In Book 5, Rachel and her sisters have grown up and apart. They've taken drastically different paths, and any empathy Rachel has for the Congolese has evaporated now that she lives in the wealthy and white enclaves of Africa. When she flippantly and hyperbolically describes the Republic of Congo, there's dramatic irony in the fact that her perspective is so different from Leah's, whose explanation of the political strife in the Congo was just pages earlier. The following is Rachel's description:
I received quite an education about politics, as an embassy wife. The French Congo and the newly independent Republic of Congo are separated by one mere river and about a million miles of contemporaneous modern thinking. It’s because they tried to go and do it all for themselves over there, and don’t have the temperament.
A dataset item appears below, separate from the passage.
PR #2356, opened 2017-06-27
Add extra locking to protect the pools list and refcounts

mbgrydeland:
Probes currently running on a worker thread at the time they are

After Leah's knowledgeable explanation of the difficulties the Congolese faced in running their own government, including the steps world powers like America took to undermine Congolese self-determination, Rachel's claims carry dramatic irony. She says she "received quite an education about politics," but the opposite turns out to be true (or at least her education is heavily biased toward the colonizers' viewpoint). She hyperbolically says there are "about a million miles of contemporaneous modern thinking" separating the French Congo (still controlled by a European country and, she thinks, superior) and the Republic of Congo. She criticizes the Congolese for self-determination and claims they've failed because of their own inherent inability and temperament. Rachel does not know or care that outside forces prevented legitimate democratic rule in Congo.